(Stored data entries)
————

PR #4615, opened 2021-03-22
Introduce events log length config option

fgebhart:
Follow-up PR to #4604.

This adds the config parameter `distributed.scheduler.events-log-length` as a separate config option to accompany the existing `distributed.scheduler.transition-log-length` config option.

Note, that I also changed the default length of both `events-log-length` and `transition-log-length` to `5000` instead of `100000`, since it seems like a more reasonable default lengths to me. Let me know if you have any other suggestion for the default log length value.

~- [ ] Closes #xxxx~
- [x] Tests added / passed

### DIFF
--- a/distributed/distributed.yaml
+++ b/distributed/distributed.yaml
@@ -18,6 +18,7 @@ distributed:
     events-cleanup-delay: 1h
     idle-timeout: null      # Shut down after this duration, like "1h" or "30 minutes"
     transition-log-length: 100000
+    events-log-length: 100000
     work-stealing: True     # workers should steal tasks from each other
     work-stealing-interval: 100ms  # Callback time for work stealing
     worker-ttl: null        # like '60s'. Time to live for workers.  They must heartbeat faster than this
--- a/distributed/distributed-schema.yaml
+++ b/distributed/distributed-schema.yaml
@@ -80,6 +80,18 @@ properties:
               we will clear out old entries after a certain length.
               This is that length.
 
+          events-log-length:
+            type: integer
+            minimum: 0
+            description: |
+              How long should we keep the events log
+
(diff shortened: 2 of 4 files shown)


distributed/distributed.yaml
```diff
@@ -17,7 +17,8 @@ distributed:
     # after they have been removed from the scheduler
     events-cleanup-delay: 1h
     idle-timeout: null      # Shut down after this duration, like "1h" or "30 minutes"
-    transition-log-length: 100000
+    transition-log-length: 5000
```
mrocklin, line 20: If we want to change tihs default value then let's do so in another PR.  I recommend reverting this for now.

distributed/config.py
```diff
@@ -23,6 +23,7 @@
     "bandwidth": "distributed.scheduler.bandwidth",
     "default-data-size": "distributed.scheduler.default-data-size",
     "transition-log-length": "distributed.scheduler.transition-log-length",
+    "events-log-length": "distributed.scheduler.events-log-length",
```
mrocklin, line 26: These aliases are for backwards compatibility.  You don't need to add this here (no one was using the "events-log-length" config value previously.

mrocklin (commented):
This seems ok to me.  Two small comments.  Thanks @fgebhart

distributed/config.py
fgebhart: good to know, will remove it, thanks!

distributed/distributed.yaml
fgebhart: fine for me 👍

fgebhart:
Removed modifying the default value for the deque lengths.

jrbourbeau (approved):
Thanks for following up here @fgebhart!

————

## TASK REQUIREMENTS
Search the records for the word "from". Copy every line that has it.

## EXERCISE OUTPUT
     work-stealing: True     # workers should steal tasks from each other
     # after they have been removed from the scheduler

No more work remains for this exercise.